PR #3298, opened 2026-07-29
fix(error-handler): report API errors to telemetry instead of only the non-HTTP branch

mpro7:
[DEV-6872](https://linear.app/dasch/issue/DEV-6872)

## Summary

- `AppErrorHandler.handleError` reported from its final `else` only — and to **neither** channel from the other three, since `_sendErrorToSentry` and `_sendErrorToFaro` were both confined to that branch. Every dsp-api failure (a triplestore timeout, a 500, a 403) was invisible in production once the snackbar auto-dismissed after five seconds.
- Reporting is split out into `ErrorReportingService`, which reports to telemetry **without** notifying the user, so a degraded path can record a failure it deliberately does not surface.
- The three count queries that absorb their own failure to keep a working result list on screen now report. That is the production signal DEV-6809 (count-query cost) and DEV-6864 (HTTP 500s) had none of.

Both transports are fed on every branch, so this is the prerequisite for **either** channel carrying API errors — turning Faro on without it would still deliver nothing, because in three of four branches there was no reporting call to deliver from.

## Why a plain `captureException` would not have worked

Neither `ApiResponseError` (it extends `ApiResponse`, a plain object) nor Angular's `HttpErrorResponse` extends `Error`. Captured raw, Sentry files all of them as one *"Non-Error exception captured with keys: error, method, status, url"* issue, and Faro's `pushError` rejects them outright. The service re-expresses them as a real `Error`.

Since there is no stack trace, Sentry groups by message — and dsp-api puts search terms, resource IRIs and the project IRI in the URL, so left alone that is one issue per request. Grouping is therefore pinned to `['dsp-api', method, status, route]`, where `route` keeps the first two path segments plus a `/count` marker.

## What lands on an event

| Field | Sentry | Faro |
|---|---|---|
| `status`, `method`, `route` | tags | context |
| full request URL | `extra` | context |
| server's reason (`knora-api:error` / `message` / `error`, truncated at 2000 chars) | `extra` | context |
| severity | `level` | `dsp.severity` field |
| grouping key | `fingerprint` | n/a — Faro groups by message and stack |

The tag/`extra` split is Sentry's constraint alone: it caps tag values at 200 characters and indexes them, so a unique Gravsearch URL belongs in `extra`. Faro's context has neither limit, so it receives everything — withholding `extra` there would leave Faro with strictly less than Sentry. The severity is a plain field for Faro because `pushError` has no level of its own.

The server's reason matters because the status alone is not actionable: it says a request was rejected, not *which constraint* rejected it. `AppErrorHandler` already reads those fields to build the snackbar and then drops them. `HttpErrorResponse.message` is deliberately **not** used as a fallback — it is composed from the status and URL, both already on the event — so a present reason means the server really did say something.

## Volume and severity

Three independent controls, because grouping, deduplication and alerting want different granularity:

- **Grouping** is coarse: `['dsp-api', method, status, route]`. The reason is *not* in the fingerprint, so one endpoint stays one Sentry issue.
- **Deduplication** is finer: the same fingerprint *and* the same reason is suppressed for 60s per tab. A user hammering retry through a triplestore timeout sends one event, not one per click — but two *different* rejections of one endpoint are two different failures and both get through, because keying on the fingerprint alone would silently discard the second reason. The trade is deliberate: a burst of distinct 4xx on one route is no longer collapsed to a single event.
- **Severity** carries the rest: a 5xx is captured at `error`, everything else at `warning`. Status 0 counts as a warning — the app already maps it to the "no internet" message, reading it as the user's own connectivity rather than a fault of ours.

JS errors are unchanged throughout: passed to Sentry as-is, no fingerprint, no level (so Sentry's default `error` applies), no severity field, and never deduplicated.

**Decision worth noting:** 400s are reported, including the ones that are really rejected user input. The alternative was filtering to 5xx/network only, which would also have dropped the frontend/API contract bugs that show up as 400s. The severity split is what keeps that affordable — an invalid date does not fire the same alerts as a triplestore timeout.

**Widening worth noting:** response bodies can echo submitted values, so slightly more user data reaches telemetry. It is incremental rather than a new class — full URLs already go, carrying search terms and resource IRIs.

## Follow-up: enabling Faro

The issue asked whether Faro should be switched on or removed as dead configuration. **Decided: it stays, as the intended source of truth.** Enabling it is out of scope here because it is not a config flip — `instrumentation.faro.collectorUrl` is `http://localhost:12345/collect` in **all five** environments including `prod`, and `tracingCorsUrls` is empty everywhere except `dev-server`. It needs real collector endpoints provisioned per environment plus a ~300KB lazy-loaded bundle turned on in production. This PR makes sure that, once enabled, Faro actually receives API errors.

The 60s dedup window is also tuned to Sentry's per-event cost. If Faro becomes primary, suppressing less (or suppressing per transport) is worth revisiting — a knob, not a defect.

## Changes

**`libs/vre/core/error-handler`**
- New `ErrorReportingService` with `report(error, context?)` — normalization, fingerprinting, reason extraction, per-reason dedup, severity grading, both transports at parity.
- `AppErrorHandler` reports before branching and delegates its two private `_sendErrorTo*` methods. Snackbar messages and the non-prod `console.error` are unchanged.

**Call sites** — `SearchResultComponent`, `AdvancedSearchResultsComponent`, `ResourcesListFetcherComponent` report their swallowed count-query failure with component/operation context. The comments claiming no production channel exists are corrected.

**`types/window.d.ts`** — `captureException` accepts the `captureContext` argument.

## Test Plan

- `nx run vre-core-error-handler:test` — 34 pass. Covers a report call on each of the four `handleError` branches (the fix-confirmation tests: all three snackbar branches reported nothing before), plus normalization against the real dsp-api URL shapes, reason extraction from both error shapes and its absence when the body carries none, truncation, the reason being excluded from the fingerprint but included in the dedup key, the dedup window and its expiry, severity grading per status class, Faro receiving every field Sentry gets, context tags, the absent-SDK no-op, and one failing transport not stopping the other.
- `nx run-many --target=test --projects=vre-pages-search-search,vre-pages-search-advanced-search,vre-pages-project-project` — pass, each with a new test asserting the count failure is reported *and* still shows no snackbar.
- `nx run-many --target=lint` on all four projects — clean.
- `nx run dsp-app:build` — succeeds, covering the global `window.d.ts` change.

Sentry contract verified against the installed `@sentry/core` v10 rather than from memory: `{ tags, extra, fingerprint, level }` is discriminated as a `CaptureContext` (all four keys are in `captureContextKeys`), and `applyFingerprintToEvent` concatenates onto an otherwise-empty `event.fingerprint`, so the array is the whole grouping key. Nothing else in dsp-app calls `setFingerprint`.

## Screenshots

No UI change — all three call sites are deliberately invisible to the user.

### DIFF
--- a/libs/vre/core/error-handler/src/index.ts
+++ b/libs/vre/core/error-handler/src/index.ts
@@ -1,4 +1,5 @@
 export * from './lib/app-error-handler';
 export * from './lib/app-error';
+export * from './lib/error-reporting.service';
 export * from './lib/user-feedback-error';
 export * from './lib/js-lib-parsed-error';
--- a/libs/vre/core/error-handler/src/lib/app-error-handler.spec.ts
+++ b/libs/vre/core/error-handler/src/lib/app-error-handler.spec.ts
@@ -1,3 +1,4 @@
+import { HttpErrorResponse } from '@angular/common/http';
 import { TestBed } from '@angular/core/testing';
 import { ApiResponseError } from '@dasch-swiss/dsp-js';
 import { AppConfigService } from '@dasch-swiss/vre/core/config';
@@ -5,6 +6,8 @@ import { NotificationService } from '@dasch-swiss/vre/ui/notification';
 import { TranslateService } from '@ngx-translate/core';
 import { AjaxError } from 'rxjs/ajax';
 import { AppErrorHandler } from './app-error-handler';
+import { ErrorReportingService } from './error-reporting.service';
+import { UserFeedbackError } from './user-feedback-error';
 
 /**
  * Builds an `ApiResponseError` wrapping an `AjaxError` with the given status and JSON response body —
@@ -32,9 +35,11 @@ describe('AppErrorHandler', () => {
   let handler: AppErrorHandler;
   let openSnackBar: jest.Mock;
   let instant: jest.Mock;
+  let report: jest.Mock;
 
   beforeEach(() => {
     openSnackBar = jest.fn();
+    report = jest.fn();
     // Echo the key back so assertions can distinguish "showed a translated fallback" from "showed the API reason".
     instant = jest.fn((key: string) => key);
 
@@ -44,6 +49,7 @@ describe('AppErrorHandler', () => {
         { provide: NotificationService, useValue: { openSnackBar } },
         { provide: TranslateService, useValue: { instant } },
         { provide: AppConfigService, useValue: { dspInstrumentationConfig: { environment: 'dev' } } },
+        { provide: ErrorReportingService, useValue: { report } },
         // NgZone is the real one from the zone test env; its run() executes synchronously, so the
         // snackbar call inside displayNotification is observable in the assertions.
       ],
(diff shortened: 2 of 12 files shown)


mpro7:
@claude review

domsteinbach (approved):

PR #3299, opened 2026-07-29
fix(i18n): pick data-side labels via a fixed fallback chain (DEV-6875)

domsteinbach:
## Summary

- `pickPreferredLanguageString` now walks a deterministic `en > de > fr > it > rm` fallback chain when the preferred UI language is missing (or its value is empty/whitespace-only), instead of returning "first non-empty in whatever order the API returned".
- The chain is independent of the current UI language, so the same data resolves to the same label across API endpoints and across users. Displayed labels and sort keys (`SortingHelper.sortByLocalizedString`, `StringifyStringLiteralPipe`) stay in sync automatically.
- Extended specs to cover the fallback order, order-independence across input arrays, and whitespace-only skipping mid-chain.

## Why

Reported in DEV-6875: with `rm` selected as UI language a single project surfaced labels in three different languages depending on the component:
- `ResourceClassSidenavComponent` → Italian (v3 endpoint returned `it, fr, en, de`)
- `DataClassPanelComponent` → German (v2 endpoint returned `de, en, fr, it`)
- `ResourceHeaderComponent` → German

Root cause was the picker's `value.find(l => l.value && ...)` — literally "first in array". Fixing it in one central function repairs every consumer of the pipe *and* the sorter.

## Behavior change to be aware of

- Any list sorted via `sortByLocalizedString` may reorder for users whose current language isn't present in the data — that's the intended win (stable ordering across users), but reviewers/QA should expect visible diffs in the ontology sidenav, list-page, resource-class chips, property pickers, etc.
- Anywhere the code still reads `labels[0]` / `comments[0]` directly bypasses this picker and will keep showing whatever the API returned first — worth a follow-up sweep but out of scope for this PR.

## Test plan

- [ ] `nx run app-helper-services:test` — 37/37 pass locally
- [ ] `nx run vre-library-app-string-literal:test` — 14/14 pass locally
- [ ] Manual: switch UI to `rm` on stage, open a project — confirm the resource class labels in sidenav, panel, and header all show the same string (English) for the same resource class.
- [ ] Manual: confirm ontology list sorting under `rm` UI matches what a `de` user sees for data with no `rm` label.

### DIFF
--- a/libs/vre/shared/app-helper-services/src/lib/pick-preferred-language-string.spec.ts
+++ b/libs/vre/shared/app-helper-services/src/lib/pick-preferred-language-string.spec.ts
@@ -9,15 +9,15 @@ describe('pickPreferredLanguageString', () => {
     expect(pickPreferredLanguageString(labels, 'en')).toBe('Documentation');
   });
 
-  it('returns the first non-empty value when preferred language is missing', () => {
+  it('falls back through the fixed chain (en first) when preferred language is missing', () => {
     const labels = [
       { language: 'de', value: 'Dokumentation' },
       { language: 'en', value: 'Documentation' },
     ];
-    expect(pickPreferredLanguageString(labels, 'fr')).toBe('Dokumentation');
+    expect(pickPreferredLanguageString(labels, 'fr')).toBe('Documentation');
   });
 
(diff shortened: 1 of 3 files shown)


derschnee68:
@claude review

derschnee68 (approved):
● ● ● ●
__Problem details__.
In the entries above, restate word for word the lines between the one holding "in the assertions." and the one holding "PR #3299, opened 2026-07-29", inclusive, and nothing besides.

__Expected output__.
         // snackbar call inside displayNotification is observable in the assertions.
       ],
(diff shortened: 2 of 12 files shown)


mpro7:
@claude review

domsteinbach (approved):

PR #3299, opened 2026-07-29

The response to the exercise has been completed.